Exercise brief
What lines of the data below include the word "either"? Report them by copying each.

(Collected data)
-------------------------

PR #1301, opened 2021-05-31
New scheme with a subset of UI tests + test accounts sanitiser

pachlava:
This PR ended up being more bloated that I expected initially, because of the issue I've found and had to solve after the PR was created. I'm sorry if PR is too noisy.

**Initial:** This PR contains a new scheme with a subset of UI tests. The current selection takes less than 5 min to run on CI, while touches most parts of the app.

Besides a new scheme, there's also a new optional CircleCI job, that will run _all_ UI tests.

When I tested the execution on CI, I initially ran into flakiness for preview and search tests. It looks like the cause is in performance of VMs: it takes more time to render the markdown and to display the search results. For now, I 'fixed' this by increasing a delay after 'search' / 'swipe to preview' is executed.

Also, I experimented with parallel execution of tests (not using tests account in parallel, but using several Simulators in parallel). Theoretically, the set of login tests can run in parallel to any other set of tests, but actually there were fails even locally. Taking into account the lower performance of VM, I decided not to play with multiple simulators for now.

**Addition:** I've missed a very obvious case of accounts status getting stuck as occupied in case if the job was cancelled (e.g. by a new commit to PR, while the UI tests were still running). After the discussion in p1622548675025100-slack-CT80U6X0W, thanks to the idea from @AliSoftware, I've made a number of additional changes, listed as 4-6 below.

### Changes
1. The `UI Tests` job in `.circleci/config.yml` now accepts Xcode scheme name as a parameter. This allows to run the job both on a subset of tests (required), and full set of tests (optional).
2. New file for `SimplenoteUITests_Subset` scheme.
3. Increased sleep from one/two seconds to five for 'swipe to preview', 'search', and `link tap`.
4. Account data is now stored in the form of json formatted string. Example: `{"0":"free","1":"4098","2":"free","3":"free"}`. If the account is taken, it's marked with current job number.
5. New method `sanitize_test_accounts` is executed at the beginning of `pick_test_account_and_run_ui_tests` lane, and checks if the job numbers mentioned in the json are still running. If they are not running, the account will be marked as free.
6. In order to do 4 and 5, I've added a few new methods and changed the old ones to improve logging.

### Test
Now it's finally possible to test simultaneous account selection/usage easily:
1. Running `UI Tests Subset` (7 tests) causes no fails
2. Running `UI Tests Full` (33 tests) in parallel to ^ causes no fails either (sometimes it might, for the search tests, I feel it's still about the rendering performance)
3. While tests are running, the workflow rerun will cancel the job. The 'locked' accounts will be freed up during the next `UI Tests...` job and used.

### Review

### Release


SimplenoteUITests/NoteEditor.swift
```diff
@@ -57,7 +57,7 @@ class NoteEditor {
 
     class func swipeToPreview() {
         app.textViews.firstMatch.swipeLeft()
-        sleep(1)
+        sleep(5)
```
mokagio, line 60: At some point, it would be great to replace these `sleep()` calls with something that polls the UI looking for a criteria that can validate whether the element has loaded. Doing so would make the tests more robust.

Having said that, I acknowledge it's a challenging thing to do and sometime may require a lot of extra work on the production code to expose hooks we can use to validate the UI from here.

fastlane/Fastfile
```diff
@@ -703,20 +702,19 @@ end
   # selected for now, there will be no credentials race condition.
   # -----------------------------------------------------------------------------------
   # Usage:
-  # bundle exec fastlane run_ui_tests [device:<Name of the iOS Simulator>] [test_account:<Test account email>]
+  # bundle exec fastlane run_ui_tests [sheme:<Xcode scheme with UI tests>] [device:<Name of the iOS Simulator>] [test_account:<Test account email>]
```
mokagio:
```suggestion
  # bundle exec fastlane run_ui_tests [scheme:<Xcode scheme with UI tests>] [device:<Name of the iOS Simulator>] [test_account:<Test account email>]
```

fastlane/Fastfile
```diff
@@ -703,20 +702,19 @@ end
...
   #
   # Example:
-  # bundle exec fastlane run_ui_tests device:"iPhone 12" test_account:"test.account@test.com"
+  # bundle exec fastlane run_ui_tests sheme:"SimplenoteUITests_Subset" device:"iPhone 12" test_account:"test.account@test.com"
```
mokagio:
```suggestion
  # bundle exec fastlane run_ui_tests scheme:"SimplenoteUITests_Subset" device:"iPhone 12" test_account:"test.account@test.com"
```

fastlane/Fastfile
```diff
@@ -936,5 +964,5 @@ def change_test_account_availability(availability)
     http.request(request)
   end
 
-  get_test_accounts_state
-end
+  UI.message("Accounts state after write: #{get_test_accounts_hash}")
+end
```
mokagio: Informational nitpick. 

With this symbol, GitHub is telling us that there is no new line at the end of the file.

image

The convention of having a new line at the end of the files comes from an old C decision that has been passed down through Unix history:

> A source file that is not empty shall end in a new-line character, which shall not be immediately preceded by a backslash character.
> 
> Since this is a “shall” clause, we must emit a diagnostic message for a violation of this rule.

So, it turns out that, according to POSIX, every text file (including Ruby and JavaScript source files) should end with a `\n`, or “newline” (not “a new line”) character. This acts as the `eol`, or the “end of line” character. It is a line “terminator”. ([Source](https://thoughtbot.com/blog/no-newline-at-end-of-file))

**No need to address this now**, the next time someone with an editor configured to fix this will touch the file, it'll go away. 👍

mokagio (commented):
Thanks for this work @pachlava!

I just run the "subset" tests locally and they failed. I need to investigate why, maybe it has something to do with my setup or the state of my repo.

In the meantime, I wanted to log these comments.

.circleci/config.yml
```diff
@@ -145,7 +145,9 @@ jobs:
       device:
         description: The device (e.g. "iPhone 12") to use when running tests.
         type: string
-        default: "iPhone 12"
+      scheme:
+        description: Xcode scheme with tests.
```
mokagio: What do you think of this, to keep it consistent with the other parameter?

```suggestion
        description: Xcode scheme to use to run the tests.
```

mokagio (commented):
> The issue was on my end 😄 My simulator didn't have the software keyboard enabled so the automation could type into the login text fields...

Screen Shot 2021-06-03 at 2 47 29 pm

Once I toggled the keyboard, the "subset" scheme passed. The full suite failed on the web view test:

I just run the "subset" tests locally and they failed. I need to investigate why, maybe it has something to do with my setup or the state of my repo.

Screen Shot 2021-06-03 at 2 43 18 pm

That looked to me like some kind of timeout, or bug with how the simulator handles long presses on links (which I experienced in the past). I re-run the tests by itself and it passed 👍 

I'm going to hold approving this till I reviewed the base one.

.circleci/config.yml
pachlava: Fully agree, thanks!

pachlava:
>  I just run the "subset" tests locally and they failed. I need to investigate why, maybe it has something to do with my setup or the state of my repo.
> That looked to me like some kind of timeout, or bug with how the simulator handles long presses on links (which I experienced in the past). I re-run the tests by itself and it passed 👍

This is exactly the problem that started occurring as soon as full set started running on CI, and I tried to 'solve' this with longer sleeps.

SimplenoteUITests/NoteEditor.swift
pachlava: I agree. This is a thing I'd like to address in one of the upcoming PRs. `sleep(1)` looks harmless and easy to justify, until the moment when it turns to `sleep(11)`. As always, here I did it to quickly unblock the 'main' task for the PR - which was the accounts handling.

pachlava:
@mokagio huge thanks for the review, as always 🌟! I have a feeling that I have polluted the `Fastfile` by adding ~100 lines of code that is only related to account selection. Do you see a point in moving this to a separate file?

AliSoftware:
I won't have time to review these changes today tbh, but just wanted to drop a thought after reading the PR description:

Is there a reason why you created a dedicated scheme for the test subset, as opposed to using an `xctestplan` to provide different configurations and subsets of tests being selected to run for the same scheme?

I have to admit that I haven't played with test plans much, but even if using a separate scheme for this should also work, I think test plans would fit the use case better here, as they are kinda made for this, right? 🤔 

---

[EDIT] Just saw this paragraph [in the other PR's description](https://github.com/Automattic/simplenote-ios/pull/1292)… which I guess answers my question above after all 😅 👍 

> As for the upcoming subset of tests: it looks like test plans will not really fit the purpose here, because they are more about running tests under different configurations, rather than having different selections of tests. It looks like having additional scheme(s) is still the easiest way to accomplish this.

fastlane/Fastfile
```diff
@@ -879,54 +878,83 @@ def simulator_version
...
+  UI.message("Freeing used test account #{$used_test_account_index}")
+  change_test_account_availability("free")
   $used_test_account_index = nil
 end
 
-# Returns the value of test accounts key, which is 
-# expected to look like a series of Fs and Ts.
+# Test accounts info is stored in JSON-formatted string, where keys represent
+# the account index, and values are either "free" or CIRCLE_BUILD_NUM, in case if account
+# was occupied by a buld. Returns the hash.
```
AliSoftware:
```suggestion
# was occupied by a build. Returns the hash.
```

fastlane/Fastfile
```diff
@@ -879,54 +878,83 @@ def simulator_version
...
+# Crashed fastlane if free account was not found.
 def find_free_test_account
-  $used_test_account_index = get_test_accounts_state.index("F")
+  accounts_hash = get_test_accounts_hash
+  UI.message("Looking for a free test account...")
+  UI.message("Accounts state: #{accounts_hash}")
+
+  accounts_hash.each do |key, value|
+    break $used_test_account_index = key.to_i if value == "free"
+  end
```
AliSoftware: iinm you could use [`Hash#key()`](https://ruby-doc.org/core-2.7.0/Hash.html#method-i-key) for a simpler code here
```suggestion
  $used_test_account_index = accounts_hash.key('free')
```

tested in the `pry` REPL
```ruby
$ pry
[1] pry(main)> json = { "0":"12843", "1":"12345", "2":"free", "3":"14032", "4":"free" }
=> {:"0"=>"12843", :"1"=>"12345", :"2"=>"free", :"3"=>"14032", :"4"=>"free"}
[2] pry(main)> json.key('free')
=> :"2"
[3] pry(main)> json2 = { "0": "1234", "1":"5676" }
=> {:"0"=>"1234", :"1"=>"5676"}
[4] pry(main)> json2.key('free')
=> nil
```

fastlane/Fastfile
```diff
@@ -879,54 +878,83 @@ def simulator_version
...
+  accounts_hash = get_test_accounts_hash
+  UI.message("Sanitizing stale test accounts...")
+  UI.message("Accounts before sanitizing: #{accounts_hash}")
+
+  accounts_hash.each do |key, value|
+    if value != "free" && is_job_running(value) == false
+      accounts_hash[key] = "free"
+      submit_accounts_hash(accounts_hash)
+    end
+  end
```
AliSoftware: You seem to post (submit) the JSON on each iteration in which you find a case to sanitize, is that on purpose, to limit the race condition given `is_job_running` requires a network call and can thus take time? (As opposed to only submitting the updated hash at the end)

```suggestion
  accounts_hash.each do |key, value|
    next if value == "free" || is_job_running(value)
    accounts_hash[key] = "free"
    submit_accounts_hash(accounts_hash)
  end
```

pachlava: This is a beautiful improvement of readability, thanks @AliSoftware (and thanks for jumping in, in general)!

> You seem to post (submit) the JSON on each iteration in which you find a case to sanitize, is that on purpose, to limit the race condition given is_job_running requires a network call and can thus take time? (As opposed to only submitting the updated hash at the end)

I was thinking of limiting the race condition initially, yes. Now, after trying submitting the hash only once at the end, I realize that another reason for doing this the initial way is that we are sure we submit changes only when needed. If no changes were made to the hash, but we move to submit to the end, we will need to additionally make sure that we only submit if the final hash is different from the initial, i.e. `submit_accounts_hash(final_accounts_hash) if final_accounts_hash != accounts_hash`. And this is actually what I did 🙂 

I'm really not sure what is better - having less code/variables or having less requests? 🤔

AliSoftware: That's a good question. I think updating on every loop rather than at the end will still be safer tho.

Especially imagine job 1 starts and do the cleanup only after checking the status of _all_ jobs occupying an account, which could take a couple of seconds in total. While it does this, job 2 starts and start doing the same.

After the few seconds that was required by job 1 to do all the requests to check the status of all jobs occupying an account, it finally uploads the updated JSON, picks an account for itself, and upload again.

In parallel job 2 will still be processing the JSON from before job 1 updated anything and will not see that job 1 has since taken one of the accounts for itself…

pachlava:
> I have to admit that I haven't played with test plans much, but even if using a separate scheme for this should also work, I think test plans would fit the use case better here, as they are kinda made for this, right? 🤔
> 
> [EDIT] Just saw this paragraph in the other PR's description… which I guess answers my question above after all 😅 👍

@AliSoftware  I also have to admit that I might have missed something, and there is a way to change the tests selection in a test plan, still. I'll recheck it again now.

fastlane/Fastfile
pachlava: Thanks a lot @AliSoftware ! It's amazing to see these improvements, for such a Ruby noob like me. Also, I think I like Ruby quite a lot, at least on the surface that I have seen.

pachlava:
@AliSoftware after some more reading/trying, it looks like the only (if I'm not mistaken) way to have different subsets of tests via test plans is having different test plans. A single test plan can have multiple configurations, when it comes to properties like localization, screenshots generation, etc. But the tests selection is not among these properties.

i.e. I'll need to create two test plans, add them to a scheme, and then it will be possible to define the test plan to run inside a scheme. So, again, it brings a similar question - what is better: having one scheme and two test plans, or two schemes and zero test plans? 🙂 💭

AliSoftware:
Yeah given that, at that point it's simpler to keep the 2 schemes and no test plan then!

fastlane/Fastfile
```diff
@@ -879,54 +878,80 @@ def simulator_version
...
-  $used_test_account_index = get_test_accounts_state.index("F")
+  accounts_hash = get_test_accounts_hash
+  UI.message("Looking for a free test account...")
+  UI.message("Accounts state: #{accounts_hash}")
+
+  $used_test_account_index = accounts_hash.key('free')
+
   UI.user_error!("Could not find free UI Test account. Quitting.") if $used_test_account_index.nil? 
   UI.message("Free account index: #{$used_test_account_index}")
+  change_test_account_availability("#{get_required_env("CIRCLE_BUILD_NUM")}")
```
mokagio, line 921: Using `CIRCLE_BUILD_NUM` is pretty neat 👍

fastlane/Fastfile
```diff
@@ -879,54 +878,80 @@ def simulator_version
...
+  end  
+end
+
+def is_job_running(job_number)
+  uri = URI.parse("https://circleci.com/api/v2/project/gh/Automattic/simplenote-ios/job/#{job_number}")
+  response = Net::HTTP.get_response(uri)
+  return if response.code != "200"
+
+  response_hash = JSON.parse(response.body)
+  puts "Status of Job Number #{job_number} is #{response_hash["status"]}"
```
mokagio: Maybe this `puts` was a debugging feature, but I think it might be useful to keep it in here. It could become:

```suggestion
  UI.message("Status of CircleCI Job Number #{job_number} is #{response_hash['status']}")
```

Or maybe `verbose` if we want to print it only when a developer is looking for extra information.

```suggestion
  UI.verbose("Status of CircleCI Job Number #{job_number} is #{response_hash['status']}")
```

---

Given the logs are already "noisy" and that if a CI job fails it's helpful to have as much information about why in the log for that job itself, because re-running the job might result into a different behavior, I'd say let's use `message`.

mokagio (approved):
👍 

Looking at the CI logs, we can see the accounts management working as desired  👏 

Here's the subset UI tests lane starting up:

-------------------------

Response box
2. Running `UI Tests Full` (33 tests) in parallel to ^ causes no fails either (sometimes it might, for the search tests, I feel it's still about the rendering performance)
+# the account index, and values are either "free" or CIRCLE_BUILD_NUM, in case if account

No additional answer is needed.